What is planning permission in principle?
Planning Legal Director Matthew Scudamore explains what the new concept of ‘planning in principle’ (PIP) is and whether it is available to housebuilders.
The concept of permission in principle (PIP) was introduced by the Housing and Planning Act 2016, the Town and Country Planning (Brownfield Land Register) Regulations 2017 and the Town and Country Planning (Permission in Principle) Order 2017.
PIP is an alternative way of obtaining planning consent for housing led development. It separates the consideration of the principle of planning permission from the technical detail of the permission, and so is split into two stages.
The first stage is for the approval of ‘planning permission in principle’, which establishes that a site is suitable for residential development. The second stage is ‘technical details consent’, which is when the specific development proposals are assessed. Very loosely, this process is analogous to the outline and reserved matters procedure.
Not every element of the development under PIP must be for housing, but it should be housing led i.e. the residential element must occupy the majority of the floorspace. Furthermore, any non-residential element should be compatible with the residential element.
How do you get PIP?
There are three different ways to get PIP.
- Inclusion on the local planning authority’s brownfield register.
- By direct application to the local planning authority.
- Inclusion in a development plan document or neighbourhood plan.
Are all of these routes currently available?
Not yet. At present you can only obtain PIP through inclusion on the brownfield register.
You will be able to apply directly to the local planning authority from 1 June 2018, when the relevant legislation comes into force.
How is PIP obtained through inclusion on the brownfield register?
All local planning authorities were required to publish a brownfield land register by the end of 2017. These registers are divided into two parts. Part 1 is for sites that are categorised as ‘previously developed land’ and which satisfy a list of criteria relating to the site’s suitability, availability and achievability of housing development.
If the local planning authority decides that a site within Part 1 can be allocated for residential development, then it must put that site on Part 2 of the brownfield land register. At that point, the site then benefits from PIP.
The PIP in these circumstances will have effect for five years, so technical details consent must be granted within that period.
How will PIP be obtained through direct application (once it comes into force on 1 June)?

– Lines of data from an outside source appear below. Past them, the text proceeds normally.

PR #2911, opened 2020-11-12
Fix issue 2909 Unexpected result when solving an outer class reference

### LINKED ISSUE #2909: Unexpected result when solving an outer class reference
Consider this example:
```java
package test;

public class Program {

    public class OuterClass {
        int field = 0;

        public class InnerClass {
            InnerClass() {
                OuterClass outer = OuterClass.this;
                OuterClass.this.field = 1;
            }
        }
    }
}
```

Applications can be made for minor housing developments i.e. nine residential units or fewer, with less than 1000sqm of commercial floorspace, and/or on a site of less than 1ha.
Applications for PIP will be made on a form published by the Secretary of State (or a form of substantially of the same effect). The local planning authority will have five weeks to make a decision, and there is a right of appeal.

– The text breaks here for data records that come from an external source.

PR #2921, opened 2020-11-14
Refactoring of the fix to the issue 2909

jlerbsc:

### DIFF
--- a/javaparser-core/src/main/java/com/github/javaparser/ast/CompilationUnit.java
+++ b/javaparser-core/src/main/java/com/github/javaparser/ast/CompilationUnit.java
@@ -20,7 +20,32 @@
  */
 package com.github.javaparser.ast;
 
-import com.github.javaparser.*;
+import static com.github.javaparser.JavaToken.Kind.EOF;
+import static com.github.javaparser.Providers.UTF8;
+import static com.github.javaparser.Providers.provider;
+import static com.github.javaparser.Range.range;
+import static com.github.javaparser.StaticJavaParser.parseImport;
+import static com.github.javaparser.StaticJavaParser.parseName;
+import static com.github.javaparser.ast.Modifier.createModifierList;
+import static com.github.javaparser.utils.CodeGenerationUtils.subtractPaths;
+import static com.github.javaparser.utils.Utils.assertNotNull;
+
+import java.io.IOException;
+import java.nio.charset.Charset;
+import java.nio.file.Files;
+import java.nio.file.Path;
+import java.nio.file.Paths;
+import java.util.List;
+import java.util.Objects;
+import java.util.Optional;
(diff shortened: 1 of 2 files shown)


javaparser-core/src/main/java/com/github/javaparser/ast/CompilationUnit.java
```diff
@@ -500,6 +504,15 @@ public AnnotationDeclaration addAnnotationDeclaration(String name, Modifier.Keyw
     public Optional<ClassOrInterfaceDeclaration> getClassByName(String className) {
         return getTypes().stream().filter(type -> type.getNameAsString().equals(className) && type instanceof ClassOrInterfaceDeclaration && !((ClassOrInterfaceDeclaration) type).isInterface()).findFirst().map(t -> (ClassOrInterfaceDeclaration) t);
     }
+    
+    /**
+     * Try to get a locally class declaration by its name (top level or inner class)
+     *
+     * @param className the class name (case-sensitive)
+     */
+    public Optional<ClassOrInterfaceDeclaration> getLocaleDeclarationFromClassname(String className) {
```
MysterAitch, line 513: Typo - `getLocalDeclarationFromClassname`

javaparser-core/src/main/java/com/github/javaparser/ast/CompilationUnit.java
```diff
@@ -500,6 +504,15 @@ public AnnotationDeclaration addAnnotationDeclaration(String name, Modifier.Keyw
     public Optional<ClassOrInterfaceDeclaration> getClassByName(String className) {
         return getTypes().stream().filter(type -> type.getNameAsString().equals(className) && type instanceof ClassOrInterfaceDeclaration && !((ClassOrInterfaceDeclaration) type).isInterface()).findFirst().map(t -> (ClassOrInterfaceDeclaration) t);
     }
+    
+    /**
+     * Try to get a locally class declaration by its name (top level or inner class)
```
MysterAitch, line 509: Typo - "get a local class declaration" (alternative: "get a locally declared class")

MysterAitch:
just a quick note to say that personally I don't have any objections to ignoring codecov and merging anyway for small changes like this

Coveralls says it's a change of -0.0001% coverage -- I wouldn't want the check to get in the way of incremental fixes / updates for the sake of a tiny fraction of a percentage!! :) 

_(looks like I have some configuring to do re: thresholds for codecov)_

javaparser-core/src/main/java/com/github/javaparser/ast/CompilationUnit.java
jlerbsc: Thank you for these corrections because my level in English is relatively low.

The PIP will have effect for three years, so technical details consent must be granted within that period. Technical details consent will also have a time limit of three years.

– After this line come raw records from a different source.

PR #2924, opened 2020-11-15
fixed ellipsis and doublecolon to be categorised as separators not operators (fixes #2897)

### LINKED ISSUE #2897: `...` and `::` are (wrongly) categorised as operators, rather than separators
It seems that `...` and `::` are (wrongly) categorised as operators, rather than separators.

Should be a fairly easy one to fix (the grammar in `java.jj` and `JavaToken.Category` in `TokenTypes.java`)

Relevant JLS:
https://docs.oracle.com/javase/specs/jls/se15/html/jls-3.html#jls-3.11
https://docs.oracle.com/javase/specs/jls/se15/html/jls-3.html#jls-3.12

Older JLS versions:
https://docs.oracle.com/javase/specs/jls/se7/html/jls-3.html#jls-3.11
https://docs.oracle.com/javase/specs/jls/se8/html/jls-3.html#jls-3.11

MysterAitch:
Fixes #2897

### DIFF
--- a/javaparser-core-testing/src/test/java/com/github/javaparser/JavaTokenTest.java
+++ b/javaparser-core-testing/src/test/java/com/github/javaparser/JavaTokenTest.java
@@ -24,13 +24,19 @@ package com.github.javaparser;
 import com.github.javaparser.ast.expr.Expression;
 import org.junit.jupiter.api.Test;
 
+import java.lang.reflect.Field;
 import java.util.Iterator;
 
 import static com.github.javaparser.GeneratedJavaParserConstants.*;
-import static com.github.javaparser.JavaToken.Category.*;
+import static com.github.javaparser.JavaToken.Category.COMMENT;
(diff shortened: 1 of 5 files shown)


MysterAitch:
It's not immediately clear to me why moving the ellipsis and double colon causes these specific tests to fail. 

Doing diligence prior to merging I had another look at the "fix" I did and wasn't happy - hence the follow up commit that is now failing.

As a result, I'll bump this from the "next release" milestone as it seems like it's a non-trivial change with some other side effects somewhere else.

MysterAitch:
> It's not immediately clear to me why moving the ellipsis and double colon causes these specific tests to fail.

Turns out that `JavaToken` wasn't updated, which meant that it became out of sync with `GeneratedJavaParserTokens` -- reordering the tokens meant that the number index thing didn't align/sync, and led to dodgy behaviours.

Just force pushed a tidier commit which includes a unit test to reduce the chance of this being a problem again in the future :+1:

How do you obtain Technical Details Consent (TDC)?
You make an application to the local planning authority. Such applications have to be determined in accordance with the terms of the PIP for the site. In addition, the usual considerations for planning permission apply i.e. the decision must be in accordance with the development plan unless material considerations indicate otherwise.
Where the TDC application is for major housing development the local planning authority must determine it within 10 weeks (or 16 weeks if the application is subject to an environmental impact assessment). For minor development the time period is 5 weeks.
The local planning authority can impose conditions on the TDC, and section 106 planning obligations can also be required at that stage.
Will the Community Infrastructure Levy (CIL) apply?
CIL may apply in the same manner that it would to the traditional planning permission, once TDC has been granted and development commences.
Environmental Impact Assessment (EIA) and habitats protection
The following types of development are exempt from being included in PIP:
- development falling within Schedule 1 Environmental Impact Assessment and development within Schedule 2 Environmental Impact Assessment which has been screened as EIA development;
- development that would be prohibited under habitats protection legislation.
If the local planning authority identifies at the technical details consent stage that the development should be subject to EIA, the PIP remains valid. The requirements of the EIA regulations must then be complied with before technical details consent can be granted.
It remains to be seen whether PIP will become common. The government clearly thinks it will assist in delivery of housing but the housebuilding industry’s response so far has been lukewarm.
Further details and FAQs about PIP are available on the National Planning Policy Guidance.